*** Opening Records supplied ***

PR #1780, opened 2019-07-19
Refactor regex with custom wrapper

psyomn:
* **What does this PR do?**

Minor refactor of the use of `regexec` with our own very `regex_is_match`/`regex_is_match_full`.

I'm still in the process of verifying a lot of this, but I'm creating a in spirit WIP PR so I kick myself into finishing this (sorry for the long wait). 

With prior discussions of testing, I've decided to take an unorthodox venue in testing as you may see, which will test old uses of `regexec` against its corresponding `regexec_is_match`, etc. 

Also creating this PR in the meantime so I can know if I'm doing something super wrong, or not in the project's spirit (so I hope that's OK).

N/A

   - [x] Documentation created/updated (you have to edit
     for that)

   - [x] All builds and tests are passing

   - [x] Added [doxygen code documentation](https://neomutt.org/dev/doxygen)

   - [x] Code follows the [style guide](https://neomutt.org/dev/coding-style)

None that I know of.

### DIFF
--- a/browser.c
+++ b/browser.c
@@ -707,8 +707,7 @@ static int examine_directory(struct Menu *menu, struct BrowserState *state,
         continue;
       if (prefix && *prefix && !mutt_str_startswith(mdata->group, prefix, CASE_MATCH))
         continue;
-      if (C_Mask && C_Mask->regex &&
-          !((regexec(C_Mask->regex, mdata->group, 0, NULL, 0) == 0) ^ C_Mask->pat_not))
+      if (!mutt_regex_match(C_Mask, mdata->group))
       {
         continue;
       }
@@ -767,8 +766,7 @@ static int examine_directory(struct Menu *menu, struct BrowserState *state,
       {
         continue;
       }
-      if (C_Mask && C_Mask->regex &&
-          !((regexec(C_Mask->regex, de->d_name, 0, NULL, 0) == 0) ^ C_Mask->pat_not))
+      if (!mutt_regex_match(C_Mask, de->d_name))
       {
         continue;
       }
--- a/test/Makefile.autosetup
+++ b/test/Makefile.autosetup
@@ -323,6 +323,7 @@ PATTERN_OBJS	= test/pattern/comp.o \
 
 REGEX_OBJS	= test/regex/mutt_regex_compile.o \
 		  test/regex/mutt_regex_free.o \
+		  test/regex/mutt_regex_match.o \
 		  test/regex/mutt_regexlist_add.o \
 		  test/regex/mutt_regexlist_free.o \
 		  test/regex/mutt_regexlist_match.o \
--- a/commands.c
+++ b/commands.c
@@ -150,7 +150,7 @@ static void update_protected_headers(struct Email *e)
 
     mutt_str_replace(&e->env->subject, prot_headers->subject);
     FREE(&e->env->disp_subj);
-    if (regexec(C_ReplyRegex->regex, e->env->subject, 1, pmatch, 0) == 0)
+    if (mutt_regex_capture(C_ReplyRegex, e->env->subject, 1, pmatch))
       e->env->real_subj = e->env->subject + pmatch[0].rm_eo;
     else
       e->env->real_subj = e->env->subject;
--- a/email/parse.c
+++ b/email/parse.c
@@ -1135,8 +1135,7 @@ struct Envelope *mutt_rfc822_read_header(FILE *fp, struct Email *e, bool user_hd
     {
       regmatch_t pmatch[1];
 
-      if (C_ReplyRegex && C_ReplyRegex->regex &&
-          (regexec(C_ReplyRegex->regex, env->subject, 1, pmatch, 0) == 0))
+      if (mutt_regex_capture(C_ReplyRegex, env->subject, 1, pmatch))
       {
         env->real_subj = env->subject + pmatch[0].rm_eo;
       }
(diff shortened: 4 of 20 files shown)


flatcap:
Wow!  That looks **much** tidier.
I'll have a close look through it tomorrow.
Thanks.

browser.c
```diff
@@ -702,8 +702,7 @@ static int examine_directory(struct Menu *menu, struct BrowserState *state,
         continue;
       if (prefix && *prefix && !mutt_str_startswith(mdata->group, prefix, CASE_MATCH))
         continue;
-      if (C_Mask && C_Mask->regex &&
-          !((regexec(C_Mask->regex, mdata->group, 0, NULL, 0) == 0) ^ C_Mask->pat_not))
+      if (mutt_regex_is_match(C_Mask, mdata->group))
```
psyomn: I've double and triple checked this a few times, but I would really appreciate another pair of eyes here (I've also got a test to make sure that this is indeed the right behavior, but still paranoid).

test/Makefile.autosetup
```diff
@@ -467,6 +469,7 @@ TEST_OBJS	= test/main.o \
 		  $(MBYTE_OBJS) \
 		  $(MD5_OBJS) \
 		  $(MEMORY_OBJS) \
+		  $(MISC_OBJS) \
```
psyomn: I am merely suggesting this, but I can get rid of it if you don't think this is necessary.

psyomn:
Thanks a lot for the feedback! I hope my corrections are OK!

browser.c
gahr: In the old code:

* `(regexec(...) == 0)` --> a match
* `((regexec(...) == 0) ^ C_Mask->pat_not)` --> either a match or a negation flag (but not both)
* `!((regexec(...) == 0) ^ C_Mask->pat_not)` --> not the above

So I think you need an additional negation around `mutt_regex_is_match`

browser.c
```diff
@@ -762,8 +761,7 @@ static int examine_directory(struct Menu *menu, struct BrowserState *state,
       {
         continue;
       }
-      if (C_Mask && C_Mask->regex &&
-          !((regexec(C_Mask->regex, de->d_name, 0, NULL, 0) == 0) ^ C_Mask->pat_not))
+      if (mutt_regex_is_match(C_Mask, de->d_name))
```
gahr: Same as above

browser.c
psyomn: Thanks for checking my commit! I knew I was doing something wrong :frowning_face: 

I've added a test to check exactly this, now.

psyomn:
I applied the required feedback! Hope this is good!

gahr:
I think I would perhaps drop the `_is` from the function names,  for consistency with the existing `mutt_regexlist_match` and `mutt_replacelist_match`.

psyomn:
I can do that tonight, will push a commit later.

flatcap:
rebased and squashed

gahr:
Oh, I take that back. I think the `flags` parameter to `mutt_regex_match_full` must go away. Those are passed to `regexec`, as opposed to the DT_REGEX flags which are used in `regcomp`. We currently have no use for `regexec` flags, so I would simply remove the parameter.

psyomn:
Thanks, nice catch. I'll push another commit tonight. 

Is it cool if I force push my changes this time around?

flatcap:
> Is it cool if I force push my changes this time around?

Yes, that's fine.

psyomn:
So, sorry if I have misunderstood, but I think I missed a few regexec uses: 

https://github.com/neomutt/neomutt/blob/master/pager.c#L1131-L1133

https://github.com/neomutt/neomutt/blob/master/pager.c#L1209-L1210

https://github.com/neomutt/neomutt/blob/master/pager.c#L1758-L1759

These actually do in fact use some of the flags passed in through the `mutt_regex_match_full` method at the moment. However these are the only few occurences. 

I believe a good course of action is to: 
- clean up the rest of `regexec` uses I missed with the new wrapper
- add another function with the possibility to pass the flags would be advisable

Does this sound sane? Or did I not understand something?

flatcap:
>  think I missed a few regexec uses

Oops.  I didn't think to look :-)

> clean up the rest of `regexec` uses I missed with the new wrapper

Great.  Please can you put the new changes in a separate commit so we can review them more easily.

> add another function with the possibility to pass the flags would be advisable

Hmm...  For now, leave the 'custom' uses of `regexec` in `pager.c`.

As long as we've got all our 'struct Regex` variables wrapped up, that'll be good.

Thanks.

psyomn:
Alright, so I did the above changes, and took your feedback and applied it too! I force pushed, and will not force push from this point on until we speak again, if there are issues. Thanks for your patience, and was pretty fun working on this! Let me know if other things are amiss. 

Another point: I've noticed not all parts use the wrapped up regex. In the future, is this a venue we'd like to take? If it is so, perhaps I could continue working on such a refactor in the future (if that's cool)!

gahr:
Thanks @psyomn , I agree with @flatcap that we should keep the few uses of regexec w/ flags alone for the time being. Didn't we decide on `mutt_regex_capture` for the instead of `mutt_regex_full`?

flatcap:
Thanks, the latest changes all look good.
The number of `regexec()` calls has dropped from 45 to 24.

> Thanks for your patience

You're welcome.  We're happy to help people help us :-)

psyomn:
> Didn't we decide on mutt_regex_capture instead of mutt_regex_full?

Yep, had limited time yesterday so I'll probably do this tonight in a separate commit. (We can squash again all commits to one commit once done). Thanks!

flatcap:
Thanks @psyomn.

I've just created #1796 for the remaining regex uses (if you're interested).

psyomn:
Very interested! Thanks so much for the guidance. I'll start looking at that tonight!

*** Closing Records supplied ***

An exact copy of the lines above, from the one containing "test/regex/mutt_regexlist_match.o \" through the one containing "--> a match", is the whole of the answer.

 		  test/regex/mutt_regexlist_match.o \
--- a/commands.c
+++ b/commands.c
@@ -150,7 +150,7 @@ static void update_protected_headers(struct Email *e)
 
     mutt_str_replace(&e->env->subject, prot_headers->subject);
     FREE(&e->env->disp_subj);
-    if (regexec(C_ReplyRegex->regex, e->env->subject, 1, pmatch, 0) == 0)
+    if (mutt_regex_capture(C_ReplyRegex, e->env->subject, 1, pmatch))
       e->env->real_subj = e->env->subject + pmatch[0].rm_eo;
     else
       e->env->real_subj = e->env->subject;
--- a/email/parse.c
+++ b/email/parse.c
@@ -1135,8 +1135,7 @@ struct Envelope *mutt_rfc822_read_header(FILE *fp, struct Email *e, bool user_hd
     {
       regmatch_t pmatch[1];
 
-      if (C_ReplyRegex && C_ReplyRegex->regex &&
-          (regexec(C_ReplyRegex->regex, env->subject, 1, pmatch, 0) == 0))
+      if (mutt_regex_capture(C_ReplyRegex, env->subject, 1, pmatch))
       {
         env->real_subj = env->subject + pmatch[0].rm_eo;
       }
(diff shortened: 4 of 20 files shown)


flatcap:
Wow!  That looks **much** tidier.
I'll have a close look through it tomorrow.
Thanks.

browser.c
```diff
@@ -702,8 +702,7 @@ static int examine_directory(struct Menu *menu, struct BrowserState *state,
         continue;
       if (prefix && *prefix && !mutt_str_startswith(mdata->group, prefix, CASE_MATCH))
         continue;
-      if (C_Mask && C_Mask->regex &&
-          !((regexec(C_Mask->regex, mdata->group, 0, NULL, 0) == 0) ^ C_Mask->pat_not))
+      if (mutt_regex_is_match(C_Mask, mdata->group))
```
psyomn: I've double and triple checked this a few times, but I would really appreciate another pair of eyes here (I've also got a test to make sure that this is indeed the right behavior, but still paranoid).

test/Makefile.autosetup
```diff
@@ -467,6 +469,7 @@ TEST_OBJS	= test/main.o \
 		  $(MBYTE_OBJS) \
 		  $(MD5_OBJS) \
 		  $(MEMORY_OBJS) \
+		  $(MISC_OBJS) \
```
psyomn: I am merely suggesting this, but I can get rid of it if you don't think this is necessary.

psyomn:
Thanks a lot for the feedback! I hope my corrections are OK!

browser.c
gahr: In the old code:

* `(regexec(...) == 0)` --> a match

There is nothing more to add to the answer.